NOT DESIGNATED FOR PUBLICATION
STATE OF LOUISIANA COURT OF APPEAL, THIRD CIRCUIT
12-663 consolidated with 12-664
STATE OF LOUISIANA
VERSUS
HORATIO ADAMS
**********
APPEAL FROM THE FIFTEENTH JUDICIAL DISTRICT COURT PARISH OF LAFAYETTE, NO. CR122565 AND CR131202 HONORABLE EDWARD D. RUBIN, DISTRICT JUDGE
OSWALD A. DECUIR JUDGE
Court composed of Sylvia R. Cooks, Oswald A. Decuir, and Shannon J. Gremillion, Judges.
CONVICTIONS AFFIRMED; SENTENCES VACATED AND REMANDED FOR RESENTENCING.
Alan P. Haney, Assistant District Attorney Fifteenth Judicial District Court P.O. Box 4308 Lafayette, LA 70502 (337) 291-7009 COUNSEL FOR APPELLEE: State of Louisiana Beth S. Fontenot Louisiana Appellate Project P. O. Box 3183 Lake Charles, LA 70602-3183 (337) 491-3864 COUNSEL FOR DEFENDANT/APPELLANT: Horatio Adams DECUIR, Judge.
Defendant, Horatio Adams, was charged with attempted second degree
murder, a violation of La.R.S. 14:27 and La.R.S. 14:30.1, and aggravated second
degree battery, a violation of La.R.S. 14:34.7. A jury found Defendant guilty of a
lesser offense, attempted manslaughter, on count one; on count two, it found him
guilty as charged. Defendant was sentenced to twenty years at hard labor for the
attempted manslaughter conviction and fifteen years for the aggravated second
degree battery. The court consolidated this matter with a habitual offender
proceeding against Defendant and sentenced him as an habitual offender.

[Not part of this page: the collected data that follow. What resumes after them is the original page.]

PR #5254, opened 2025-08-29
Frost Mage Winters Chill Improvements

syrifgit:
# Overall improvements to Frost Mage recommendation stability
## Flurry
- Is no longer a "projectile"
- Has a special 1-of-1 queued event handler in order to truly simulate the individual impacts, which matters a lot for accurate spell recommendations
  - Does not impact any other spell or spec
- All interactions double checked
## Ice Lance
- All interactions double checked
- Handlers changed to support the more accurate flurry events
- in-flight buffed ice lances debug output fixed (was checking wrong spellID for damage event)
  - No longer increments indefinitely. :)
 ## Frostbolt / Frostfire Bolt
- All interactions double checked
- Handlers changed to support the more accurate flurry events
## Remaining Winters Chill expression
It's a lot bigger, but significantly more accurate, and shows correct values even when you have a consumer/spender queued up in the middle of multiple flurry impacts
## APL
- Changed lots of `prev.1` into `in_flight`, which is more accurate. This previously didn't work great with flurry, but does now with the improved flurry events.
- Added some safeguards to some flurry entries for **_weird_** edge cases where you can fire off 2 flurries before a frostfire bolt lands, at max range and with enough haste.


TheWarWithin/MageFrost.lua
```diff
@@ -873,6 +925,86 @@ spec:RegisterHook( "COMBAT_LOG_EVENT_UNFILTERED", function( _, subtype, _, sourc
...
+
+    -- Flurry damage events (projectile impacts)
+    elseif spellID == 228354 and ( subtype == "SPELL_DAMAGE" or subtype == "SPELL_MISSED" ) then
+        local castData = flurryCastData[ targetGUID ]
+        if castData then
+            castData.impactsReceived = castData.impactsReceived + 1
+            local delay = now - castData.castTime
+
+            if Hekili.ActiveDebug then
+                Hekili:Debug("Flurry impact %d: %.3fs after cast (predicted: %.3f)",
```
Hekili: Fix braces.

TheWarWithin/MageFrost.lua
```diff
@@ -873,6 +925,86 @@ spec:RegisterHook( "COMBAT_LOG_EVENT_UNFILTERED", function( _, subtype, _, sourc
...
+                    castData.impactsReceived, delay,
+                    castData.impactsReceived == 1 and castData.distance / 48 or
+                    castData.impactsReceived == 2 and ( castData.distance / 48 + 0.31 * castData.gcdMax ) or
+                    ( castData.distance / 48 + 0.56 * castData.gcdMax ) )
+            end
+
+            -- Clean up after all 3 impacts received
+            if castData.impactsReceived >= 3 then
+                flurryCastData[targetGUID] = nil
```
Hekili: Braces.

TheWarWithin/MageFrost.lua
```diff
@@ -1220,14 +1352,25 @@ spec:RegisterAbilities( {
...
             applyDebuff( "target", "flurry" )
 
+            -- Queue 3 separate projectile impacts for virtual predictions
+            local distance = target.maxR or 30  -- Fallback distance if not available
+            local gcdMax = gcd.max
+            local impact1Time = distance / 48
+
+            -- Queue all 3 impacts with proper timing (virtual queue)
+            state:QueueEvent( "flurry", query_time, impact1Time, "PROJECTILE_IMPACT", target.unit, false )
+            state:QueueEvent( "flurry", query_time, impact1Time + (0.31 * gcdMax), "PROJECTILE_IMPACT", target.unit, false )
```
Hekili: Braces.

Hekili (commented):
I'll accept these queued impacts for now, but this will probably get rewritten to use a metafunction for Winter's Chill's stacks (similar to spawn delay for Wild Imps in Demo).  Processing recommendations multiple times within the GCD because of queued impacts, and ultimately not selecting a recommendation in each of those impact windows, is likely CPU intensive.

syrifgit:
That's fine. This atleast gives the correct rotation for now, which was pretty scuffed before around flurry.

Hekili:
> which was pretty scuffed

This is one of those things that needs specific details about expected behavior vs. actual behavior to make comparisons.

syrifgit:
Before these changes: very unreliable returns of `remaining_winters_chill`. The many bandaids helped to some degree but still caused incorrect recommendations due to being imprecise. And incorrect flurry recommendations are very detrimental, it's a core mechanic to get right. The incorrect recommendations were always traced back via snapshot to a misrepresentation of winters chill.

The imprecision was mostly due to timing checks, and there being a large difference between "you have 2 stacks as soon as you cast .. and the whole flight time .. and when I impact initially", versus "you'll have 1 then 2 then 1 then 2, all at these exact timings"

After changes: reliable, precise returns of the state of winters chill at any point in the simulated state (and "now"). Flurry is no longer incorrectly used, as far as we could find with testing.

(I am still open to rewriting it more efficiently)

Defendant now appeals his convictions and habitual offender sentence,
assigning four errors.
FACTS
At approximately midnight of April 19, 2009, Defendant stabbed his ex-
girlfriend, Christy Champagne, and the man she was staying with, Dana Guilbeau,
in a trailer park in Lafayette Parish. Both were hospitalized but survived.
KA12-663
CHALLENGES FOR CAUSE
In his first assignment of error, Defendant argues the trial court erroneously
denied his challenges for cause regarding two venire members.
This court has explained:
The purpose of voir dire is to test the competency and impartiality of prospective jurors to determine whether they are fit to serve on the jury. Voir dire is designed to uncover information about the prospective jurors, which may be used as a basis for challenges for cause or exercise of peremptory challenges. State v. Berry, 95-1610 (La.App. 1 Cir. 11/8/96); 684 So.2d 439, writ denied, 97-0278 (La.10/10/97); 703 So.2d 603. When a defendant exposes the partiality of a juror, the juror may not be automatically excluded for cause. The state or the trial court may rehabilitate the juror by asking questions and obtaining answers demonstrating the juror’s ability to decide the case impartially pursuant to law and evidence. Ultimately, the trial court has the power to determine whether or not a juror may be excused for cause. State v. Turner, 96-845 (La.App. 3 Cir. 3/5/97); 692 So.2d 612, writ denied, 97-2761 (La.2/20/98); 709 So.2d 773.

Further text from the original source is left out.